Situasi ini membuatku serasa berbicara dengan tembok. Tidak, bahkan lebih buruk, karena aku harus rela memendam semuanya sendirian, bersama masalahku yang lain. Semua itu akhirnya meledak, bersamaan dengan kegalauan jelang libur panjang, akibat keluarga yang terlalu heboh, evaluasi kinerja yang tak objektif, dan tugas baru nan membingungkan yang tak jelas juntrungannya.

Celakanya, "ledakan" emosiku semakin lengkap, karena pada saat bersamaan, aku kebetulan sedang patah hati akibat cinta bertepuk sebelah tangan, dan aku harus rela mendapati "Si Dia" menjadi milik orang lain, tanpa sempat kudekati.

Akibat keterbatasanku, aku hanya bisa menangis, tapi banjir air mata itu berlangsung selama empat hari beruntun. Entah di kantor, entah di kost, air mataku selalu bisa keluar seperti sedang bocor.

Dalam banjir air mata itu, aku bisa merasakan rasa sakit yang persis seperti lirik lagu "Pupus", yang entah kenapa menggambarkan secara komplit, bagaimana situasi hatiku saat itu.

Aku tak mengerti apa yang kurasa
Rindu yang tak pernah begitu hebatnya
Aku mencintaimu lebih dari yang kau tahu
Meski kau takkan pernah tahu

Aku persembahkan hidupku untukmu
Telah ku relakan hatiku padamu
Namun kau masih bisu diam seribu bahasa
Dan hati kecilku bicara

Baru ku sadari
Cintaku bertepuk sebelah tangan
Kau buat remuk seluruh hatiku

Rasanya, semua begitu hancur, dan semakin hancur setelah para petinggi di kantor kompak melempar vonis:

"Kamu terlalu penyendiri. Kami melihatmu selama ini mengambil jarak dengan teman-teman kantor yang lain. Ini kurang baik."

Apa boleh buat, aku terpaksa membantah vonis setengah asumsi ini secara langsung. Ini adalah penilaian paling absurd yang pernah kudengar. Penilaian ini ada, tanpa melihat bagaimana wujud asli keadaan secara keseluruhan.

"Maaf sebelumnya. Tapi saya merasa, penilaian ini tidak pada tempatnya. Jika dalam satu wadah, semua ingin bicara, maka harus ada yang mau "diam", bukan begitu?"

"Kami tahu, kamu introvert, tapi kenapa kamu tidak coba speak out?"

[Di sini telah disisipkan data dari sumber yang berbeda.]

PR #1665, opened 2021-03-01
Update mqtt hass to include triggers

klattimer:
Improved the example for the hass bridge. The problems here for integration included
 - No triggers to create actions on hass, only sensor readings were sent
 - The paths and schema were a bit messed up, I think hass might have changed in the past, so this is catching up


examples/rtl_433_mqtt_hass.py
```diff
@@ -111,7 +111,7 @@
 
 # Fields that get ignored when publishing to Home Assistant
 # (reduces noise to help spot missing field mappings)
-SKIP_KEYS = NAMING_KEYS + [ "time", "mic", "mod", "freq", "sequence_num",
+SKIP_KEYS = NAMING_KEYS + [ "mic", "mod", "freq", "sequence_num",
```
deviantintegral, line 114: I haven't personally found the time sensors to be useful. Are there types of readings where they are?

examples/rtl_433_mqtt_hass.py
```diff
@@ -514,6 +522,60 @@
...
+    },
+    "button": {
+        "device_type": "device_automation",
+        "object_suffix": "BTN",
+        "config": {
+           "automation_type": "trigger",
+           "type": "button_short_release",
+           "subtype": "button_1",
+        }
+    },
```
deviantintegral, line 542: This is great! I will test is specifically soon.

examples/rtl_433_mqtt_hass.py
```diff
@@ -560,17 +622,19 @@ def sanitize(text):
 def rtl_433_device_topic(data):
     """Return rtl_433 device topic to subscribe to for a data element"""
 
-    path_elements = []
+    #path_elements = []
```
deviantintegral, line 625: This would need to be removed entirely before merging. What exactly does this fix, any suggestions on how to test it?

examples/rtl_433_mqtt_hass.py
```diff
@@ -560,17 +622,19 @@ def sanitize(text):
...
-        if key in data:
-            element = sanitize(str(data[key]))
-            path_elements.append(element)
+    #for key in NAMING_KEYS:
+    #    if key in data:
+    #        element = sanitize(str(data[key]))
+    #        path_elements.append(element)
 
-    return '/'.join(path_elements)
+    uid = data.get('id')
```
deviantintegral, line 632: Is this to mean "unique id"?

examples/rtl_433_mqtt_hass.py
```diff
@@ -560,17 +622,19 @@ def sanitize(text):
...
+    if uid is None: uid = 0
+    return 'ID'+str(uid) # '/'.join(path_elements)
```
deviantintegral, line 634: To be cleaned up before merging.

deviantintegral (commented):
Looks like this conflicts with master. I left some notes, but what is is needed so we can get this merged soon?

zuckschwerdt:
Someone needs to test this and likely strip it somewhat down, e.g. I don't think the path change from model to protocol is viable as the protocol isn't usually visible.

zuckschwerdt:
To get "protocol" in the output you need to start with `-M protocol`, which is suppose is not something users normally enable.
It would be interesting to know which protocols don't have a "model" output? It should really be everywhere.

deviantintegral:
This looks to error out as is when not specifying `-M protocol`:

```
Starting rtl_433_mqtt_hass.py...
INFO:root:MQTT connected: Connection Accepted.
INFO:root:Subscribing to: rtl_433/+/events
Exception in thread Thread-1:
  File "/usr/local/lib/python3.9/threading.py", line 973, in _bootstrap_inner
    self.run()
  File "/usr/local/lib/python3.9/threading.py", line 910, in run
    self._target(*self._args, **self._kwargs)
  File "/usr/local/lib/python3.9/site-packages/paho/mqtt/client.py", line 3591, in _thread_main
    self.loop_forever(retry_first_connection=True)
  File "/usr/local/lib/python3.9/site-packages/paho/mqtt/client.py", line 1756, in loop_forever
    rc = self._loop(timeout)
  File "/usr/local/lib/python3.9/site-packages/paho/mqtt/client.py", line 1164, in _loop
    rc = self.loop_read()
  File "/usr/local/lib/python3.9/site-packages/paho/mqtt/client.py", line 1556, in loop_read
    rc = self._packet_read()
  File "/usr/local/lib/python3.9/site-packages/paho/mqtt/client.py", line 2439, in _packet_read
    rc = self._packet_handle()
  File "/usr/local/lib/python3.9/site-packages/paho/mqtt/client.py", line 3033, in _packet_handle
    return self._handle_publish()
  File "/usr/local/lib/python3.9/site-packages/paho/mqtt/client.py", line 3327, in _handle_publish
    self._handle_on_message(message)
  File "/usr/local/lib/python3.9/site-packages/paho/mqtt/client.py", line 3570, in _handle_on_message
    on_message(self, self._userdata, message)
  File "/rtl_433_mqtt_hass.py", line 633, in mqtt_message
    bridge_event_to_hass(client, topicprefix, data)
  File "/rtl_433_mqtt_hass.py", line 709, in bridge_event_to_hass
    model = 'P' + str(data["protocol"])
KeyError: 'protocol'
```

deviantintegral:
I can't push to this branch, but I pared this back to just the device triggers and I was able to see my doorbell register 🎉 .

Here's a diff against `master`. Should I open a new PR for it?

```diff
diff --git a/examples/rtl_433_mqtt_hass.py b/examples/rtl_433_mqtt_hass.py
index 706d9437..bccf3ebf 100755
--- a/examples/rtl_433_mqtt_hass.py
+++ b/examples/rtl_433_mqtt_hass.py
@@ -111,7 +111,7 @@ NAMING_KEYS = [ "type", "model", "subtype", "channel", "id" ]
 
 # Fields that get ignored when publishing to Home Assistant
 # (reduces noise to help spot missing field mappings)
-SKIP_KEYS = NAMING_KEYS + [ "time", "mic", "mod", "freq", "sequence_num",
+SKIP_KEYS = NAMING_KEYS + [ "mic", "mod", "freq", "sequence_num",
                             "message_type", "exception", "raw_msg" ]
 
 
@@ -164,7 +164,15 @@ mappings = {
             "state_class": "measurement"
         }
     },
-
+    "time": {
+        "device_type": "sensor",
+        "object_suffix": "UTC",
+        "config": {
+            "device_class": "timestamp",
+            "name": "Timestamp",
+            "icon": "mdi:clock-in"
+        }
+    },
     "battery_ok": {
         "device_type": "sensor",
         "object_suffix": "B",
@@ -537,6 +545,61 @@ mappings = {
         }
     },
 
+    "channel": {
+        "device_type": "device_automation",
+        "object_suffix": "CH",
+        "config": {
+           "automation_type": "trigger",
+           "type": "button_short_release",
+           "subtype": "button_1",
+        }
+    },
+    "button": {
+        "device_type": "device_automation",
+        "object_suffix": "BTN",
+        "config": {
+           "automation_type": "trigger",
+           "type": "button_short_release",
+           "subtype": "button_1",
+        }
+    },
+    "code": {
+        "device_type": "device_automation",
+        "object_suffix": "CODE",
+        "config": {
+           "automation_type": "trigger",
+           "type": "button_short_release",
+           "subtype": "button_1",
+        }
+    },
+    "unit": {
+        "device_type": "device_automation",
+        "object_suffix": "unit",
+        "config": {
+           "automation_type": "trigger",
+           "type": "button_short_release",
+           "subtype": "button_1",
+        }
+    },
+    "tristate": {
+        "device_type": "device_automation",
+        "object_suffix": "tristate",
+        "config": {
+           "automation_type": "trigger",
+           "type": "button_short_release",
+           "subtype": "button_1",
+        }
+    },
+    "cmd": {
+        "device_type": "device_automation",
+        "object_suffix": "CMD",
+        "config": {
+           "automation_type": "trigger",
+           "type": "button_short_release",
+           "subtype": "button_1",
+        }
+    },
+
 }
 
 
@@ -592,8 +655,7 @@ def rtl_433_device_topic(data):
 
     return '/'.join(path_elements)
 
-
-def publish_config(mqttc, topic, model, instance, mapping):
+def publish_config(mqttc, topic, model, instance, mapping, value=None):
     """Publish Home Assistant auto discovery data."""
     global discovery_timeouts
 
@@ -615,10 +677,16 @@ def publish_config(mqttc, topic, model, instance, mapping):
     discovery_timeouts[path] = now + args.discovery_interval
 
     config = mapping["config"].copy()
-    config["name"] = object_name
-    config["state_topic"] = topic
-    config["unique_id"] = object_name
-    config["device"] = { "identifiers": object_id, "name": object_id, "model": model, "manufacturer": "rtl_433" }
+
+    if device_type == 'device_automation':
+        config["topic"] = topic
+        config["platform"] = 'mqtt'
+        config["payload"] = value
+    else:
+        config["state_topic"] = topic
+        config["unique_id"] = object_name
+        config["name"] = object_name
+    config["device"] = { "identifiers": [object_id], "name": object_id, "model": model, "manufacturer": "rtl_433" }
 
     if args.force_update:
         config["force_update"] = "true"
```

zuckschwerdt:
If @klattimer wants to trim down this PR that would be preferred. But I'm really not sure about some things here.

Is "time" a valueable source of information? It's just infrequent meta data on other events, right?
I'm not sure keys like "code" or "tristate" will stay around, there should be a note "experimental" or such.
Looking up where/why we use "unit" a saw that "channel" is maybe abused in Nexa/Proove -- it should be a fixed part of the sender identification, not a target selection, not a variable input. We need to address that someday.
What does it mean that publish_config sends a data value now? Isn't this script meant to just output config?

klattimer:
Sorry guys I was out of the loop here for a bit. If my PR needs updating, please let me know what needs doing and I'll try to rattle through it today. 

Incidentally, my script for launching hass integration and rtl433 is this, there's no protocol included, so not sure what's going on with that.

#!/bin/bash
python3 /usr/local/bin/rtl_433_mqtt_hass.py -d -H localhost -R "sensors/rtl_433/events" -i 10 &
/usr/local/bin/rtl_433

klattimer:
The final line in my rtl433 config is this - which might be why 

`output mqtt://192.168.1.2:1883,retain=0,devices=sensors/rtl_433/P[protocol:255]/ID[id:0],events=sensors/rtl_433/events,states=sensors/rtl_433/states`

zuckschwerdt:
Most interesting points would be: why/how are you using "time"?
Are you using channel with a specific device as an input, as mentioned it should (usually) be a fixed part of the ID?

I guess "code", "unit", "tristate", "cmd" are used like "button" as "something was pressed on a remote"-kind of input, or is there more to it? Is this where "channel" is used? We should then change it to maybe "group"?

What is the "value" in publish_config used for? Isn't this all "static" config?

It's suspect using "protocol" as "model" won't generally work well. A protocol is an internal abstraction and might have multiple models as output. The "model" keys were somewhat messy in the past, but we have them all normlized, short and safe now.

klattimer:
OK, first question. time comes through as an entity in HASS - and I wanted to know how long ago door sensors/motion sensors were triggered, the button events are basically, any and every other value sent to MQTT because I didn't bother to look too hard at it. It was "I need these things to work so, send em all and sort it later". 

I do remember (as this was ages ago now) that model was causing the HASS integration to crash pretty hard so that's why I swapped out protocol. Might not be the right thing to do, but it works so I went with it.

Other than that, I'm not 100% sure what the rest of the code does exactly, I submitted this PR almost a year ago, if someone had picked it up sooner I would probably be able to work on it with them, as it goes I'm kinda busy with other stuff at the minute.

klattimer:
For model it might have been that HASS was unhappy with special characters or spaces or something... Not sure.

zuckschwerdt:
Yeah, pretty sure the old model keys were a mess. You could find slashes, ampersand and such in there. Not anymore!

I will take a look to find out what is needed to support button-remotes. And perhaps change some things there.

Basically you want "all the keys that signal a button press". Can you list the devices (or protocols) that (at some time) where relevant to this? I guess Nexa, Proove, ...?

klattimer:
You're stretching my memory beyond human limits. 

For buttons you need to use the automation type trigger, that was originally the most important missing thing for motion sensors and door open sensors to work. 

What I'd like is the correct remote button push value to be received by RTL433 as with what I currently have it's a mess, on/off codes are identical and a whole section of my RF remote just produces the same output.

zuckschwerdt:
> on/off codes are identical and a whole section of my RF remote just produces the same output.

Is that a hardware issue, a decoder issue, or an issue with the MQTT HASS discovery?
I guess that last one? We perhaps need a compound single output, so instead of
`channel: 2, unit: 3, button: 4` something like `button: 234`, right?

klattimer:
what about the state? 2340 for off, 2341 for on... following your example?

zuckschwerdt:
I wasn't sure about that either. Are both different triggers or do they toggle a state? I guess I need to read up on Binary Sensors, Automation Trigger and https://www.home-assistant.io/integrations/device_trigger.mqtt/

> Note that only one trigger may be defined per unique discovery topic.

But

> Also note that the combination of type and subtype should be unique for a device.

So maybe should emit two discovery topics and use "payload" and "subtype" turn_on, turn_off

zuckschwerdt:
If I read that right we need:
- for every protocol that might be a trigger
- each trigger needs to be a MQTT topic on it's own
- all triggers needs to be found by the script

I.e. we need to find the protocols that could be a trigger and normalize the output, e.g. maybe add a type "trigger".

The MQTT output needs to transform the output from trigger protocols to form a unique topic per trigger, e.g.
`.../trigger/[group]/[unit]/[button]` or `.../[group]/[unit]/[button]/trigger`

The script can then find those and hand out config for a `button_short_release`. That would work for e.g. PIR, smoke detectors and simple remotes. But not for (binary) switches. We would need something more to autoconfigure e.g. `turn_on`/`turn_off` instead of `button_short_release`. We might use e.g. "switch" instead of "trigger" in the topic, but generally protocols won't know what buttons to expect e.g. from a remote.

In any case: every new trigger randomly appearing will add auto config to HASS, right? Somebody using a RF-remote nearby would add new items.

klattimer:
"In any case: every new trigger randomly appearing will add auto config to HASS, right? Somebody using a RF-remote nearby would add new items." - Yes, actually this is important. I added a tweak on my hass script which only sends the config to MQTT if the device has sent a signal more than 5 times. I get a lot of stray signals from temperature sensors near by and I wanted to limit that. 

In reality it's probably better to have a threshold within a timeframe. It's easy enough to trigger your own sensors 5 times someone else's, not so much.

examples/rtl_433_mqtt_hass.py
deviantintegral: Since I posted this, I've now seen the use. There are sensors that may send a message periodically even if they haven't changed. Having an entity for this in Home Assistant allows us to easily know when the message was last received, and not just changed value.

deviantintegral:
Lots of discussion here, but it's been a few months so let's see if we can get a todo list:

> Is "time" a valueable source of information? It's just infrequent meta data on other events, right?

- [ ] As @klattimer and I mentioned, it is! Let's roll back those changes in this PR.

> Yeah, pretty sure the old model keys were a mess. You could find slashes, ampersand and such in there. Not anymore!

- [ ] Seems like this bit was off the need of this PR, and likely fixed now. Make sure there's no protocol / model changes in this PR.

> Yes, actually this is important. I added a tweak on my hass script which only sends the config to MQTT if the device has sent a signal more than 5 times.

No action item, but a note; we changed the docs for the HA addon to only suggest running the autodiscovery script when actively trying to add devices. That should limit adding transient devices, while not requiring some perhaps tricky logic for "seen X messages".

deviantintegral:
I've pushed a new PR which contains all commits in this branch to https://github.com/merbanan/rtl_433/pull/2102.

gdt:
If this PR is really replaced by #2102 perhaps best to close this one.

"Saya sendiri sudah berkali-kali mencoba untuk ikut aktif berbicara. Tapi, rasanya lebih baik saya berbicara dengan tembok atau benda mati lain, karena semua bertelinga, tapi tak ada yang mau dengar. Sudah jelas kan?"

Jawabanku tadi rupanya berhasil membuat mereka mati kutu. Benar, hampir semua orang di kantorku adalah ekstrovert. Selain aku, hanya Ara dari divisi kreatif, yang tergolong introvert. Tapi, dia lebih banyak bekerja di rumah daripada di kantor.

Melihat mereka terdiam, Aku melanjutkan,

"Soal bersosialisasi dan gaya hidup, saya mohon maaf. Saya selalu absen dalam acara "gathering" hari Jumat, karena situasinya memang tak memungkinkan. Kadang, orang tua saya meminta saya berakhir pekan dengan bersilaturahim ke tempat kerabat di sudut ibukota. Pernah juga teman mengajak saya berakhir pekan di Kota Kembang. Semua harus saya siapkan sendiri, dan saya harus berangkat pagi-pagi."

Mereka masih terdiam. Tapi, entah kenapa, aku seperti mendapat angin untuk menyerang lebih agresif.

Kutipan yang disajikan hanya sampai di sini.